__About this task__:
After reading the data below, copy out every line that contains the word "changes".

__Data records__:

==================================================

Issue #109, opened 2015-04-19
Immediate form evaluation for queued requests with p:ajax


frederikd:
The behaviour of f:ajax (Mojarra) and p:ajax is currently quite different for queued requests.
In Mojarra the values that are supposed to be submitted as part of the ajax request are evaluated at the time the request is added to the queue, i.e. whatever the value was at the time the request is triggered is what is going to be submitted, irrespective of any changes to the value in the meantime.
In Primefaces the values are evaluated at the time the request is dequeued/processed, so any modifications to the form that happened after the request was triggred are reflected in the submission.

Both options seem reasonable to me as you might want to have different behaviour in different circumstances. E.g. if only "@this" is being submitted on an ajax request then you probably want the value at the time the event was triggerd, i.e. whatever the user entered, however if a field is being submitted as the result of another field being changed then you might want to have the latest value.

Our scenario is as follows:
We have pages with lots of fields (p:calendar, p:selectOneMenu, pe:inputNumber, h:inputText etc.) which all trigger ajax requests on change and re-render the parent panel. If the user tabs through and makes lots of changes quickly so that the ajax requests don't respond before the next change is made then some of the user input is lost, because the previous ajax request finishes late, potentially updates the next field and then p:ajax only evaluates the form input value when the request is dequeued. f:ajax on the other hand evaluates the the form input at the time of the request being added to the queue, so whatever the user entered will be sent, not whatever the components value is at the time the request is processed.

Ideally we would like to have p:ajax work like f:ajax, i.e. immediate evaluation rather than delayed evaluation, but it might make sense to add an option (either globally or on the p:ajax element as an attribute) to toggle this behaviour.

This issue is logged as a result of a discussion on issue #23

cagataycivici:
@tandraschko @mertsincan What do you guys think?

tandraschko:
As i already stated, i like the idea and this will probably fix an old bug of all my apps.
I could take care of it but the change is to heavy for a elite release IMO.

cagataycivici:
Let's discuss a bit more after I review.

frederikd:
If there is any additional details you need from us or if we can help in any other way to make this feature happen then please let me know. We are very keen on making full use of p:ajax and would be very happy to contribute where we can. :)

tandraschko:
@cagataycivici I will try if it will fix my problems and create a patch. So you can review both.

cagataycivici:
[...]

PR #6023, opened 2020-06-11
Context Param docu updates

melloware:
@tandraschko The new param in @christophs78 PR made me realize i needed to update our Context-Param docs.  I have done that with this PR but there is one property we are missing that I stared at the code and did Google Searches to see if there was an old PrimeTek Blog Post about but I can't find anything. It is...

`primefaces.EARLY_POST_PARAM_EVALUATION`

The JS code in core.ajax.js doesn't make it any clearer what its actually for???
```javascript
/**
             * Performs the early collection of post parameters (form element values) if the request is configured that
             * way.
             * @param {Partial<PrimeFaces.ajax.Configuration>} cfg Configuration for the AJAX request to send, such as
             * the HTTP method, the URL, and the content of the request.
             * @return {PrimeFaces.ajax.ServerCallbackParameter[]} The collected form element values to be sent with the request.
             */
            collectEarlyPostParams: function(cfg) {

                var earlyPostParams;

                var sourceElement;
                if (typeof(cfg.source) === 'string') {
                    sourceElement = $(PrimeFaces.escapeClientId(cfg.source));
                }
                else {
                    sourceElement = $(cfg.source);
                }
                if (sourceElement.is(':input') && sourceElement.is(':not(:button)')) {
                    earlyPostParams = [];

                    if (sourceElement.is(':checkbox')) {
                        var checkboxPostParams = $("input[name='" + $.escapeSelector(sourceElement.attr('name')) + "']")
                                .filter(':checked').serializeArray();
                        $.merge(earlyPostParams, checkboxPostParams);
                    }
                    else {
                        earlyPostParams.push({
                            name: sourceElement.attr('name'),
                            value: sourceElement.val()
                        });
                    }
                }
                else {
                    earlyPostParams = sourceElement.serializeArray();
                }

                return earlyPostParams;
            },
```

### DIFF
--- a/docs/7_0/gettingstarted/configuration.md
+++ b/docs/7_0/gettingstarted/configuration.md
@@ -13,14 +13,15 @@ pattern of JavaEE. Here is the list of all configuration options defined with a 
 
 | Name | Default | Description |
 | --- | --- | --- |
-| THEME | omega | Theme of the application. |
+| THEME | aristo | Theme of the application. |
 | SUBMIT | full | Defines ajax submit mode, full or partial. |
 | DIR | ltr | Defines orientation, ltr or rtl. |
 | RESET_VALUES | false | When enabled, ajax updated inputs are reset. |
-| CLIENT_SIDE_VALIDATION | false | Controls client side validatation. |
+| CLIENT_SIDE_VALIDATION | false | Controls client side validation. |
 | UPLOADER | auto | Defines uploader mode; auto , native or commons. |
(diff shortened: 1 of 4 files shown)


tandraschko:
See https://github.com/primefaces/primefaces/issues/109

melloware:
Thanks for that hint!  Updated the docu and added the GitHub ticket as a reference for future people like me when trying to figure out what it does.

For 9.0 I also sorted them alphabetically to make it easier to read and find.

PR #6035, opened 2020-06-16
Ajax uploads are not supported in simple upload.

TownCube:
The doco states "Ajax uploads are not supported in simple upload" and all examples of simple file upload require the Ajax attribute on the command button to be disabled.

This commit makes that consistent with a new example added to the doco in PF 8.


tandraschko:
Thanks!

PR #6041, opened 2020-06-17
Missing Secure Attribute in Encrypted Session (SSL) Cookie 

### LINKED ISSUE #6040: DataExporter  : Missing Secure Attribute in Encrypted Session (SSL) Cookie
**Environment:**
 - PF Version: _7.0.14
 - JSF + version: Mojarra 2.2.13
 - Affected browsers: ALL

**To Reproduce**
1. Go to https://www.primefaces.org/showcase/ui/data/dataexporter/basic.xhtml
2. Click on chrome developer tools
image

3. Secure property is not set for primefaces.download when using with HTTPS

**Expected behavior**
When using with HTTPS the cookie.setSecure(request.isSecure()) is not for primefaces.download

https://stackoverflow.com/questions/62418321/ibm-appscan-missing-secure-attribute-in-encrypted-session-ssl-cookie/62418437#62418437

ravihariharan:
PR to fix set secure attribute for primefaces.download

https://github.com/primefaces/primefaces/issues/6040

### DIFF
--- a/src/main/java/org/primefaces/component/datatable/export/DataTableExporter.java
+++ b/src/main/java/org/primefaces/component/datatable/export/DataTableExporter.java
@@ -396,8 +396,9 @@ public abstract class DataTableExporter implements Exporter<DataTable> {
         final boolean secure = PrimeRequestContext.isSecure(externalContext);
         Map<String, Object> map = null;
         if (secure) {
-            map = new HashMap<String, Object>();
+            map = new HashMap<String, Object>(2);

==================================================

__Task solution__:
In Mojarra the values that are supposed to be submitted as part of the ajax request are evaluated at the time the request is added to the queue, i.e. whatever the value was at the time the request is triggered is what is going to be submitted, irrespective of any changes to the value in the meantime.
We have pages with lots of fields (p:calendar, p:selectOneMenu, pe:inputNumber, h:inputText etc.) which all trigger ajax requests on change and re-render the parent panel. If the user tabs through and makes lots of changes quickly so that the ajax requests don't respond before the next change is made then some of the user input is lost, because the previous ajax request finishes late, potentially updates the next field and then p:ajax only evaluates the form input value when the request is dequeued. f:ajax on the other hand evaluates the the form input at the time of the request being added to the queue, so whatever the user entered will be sent, not whatever the components value is at the time the request is processed.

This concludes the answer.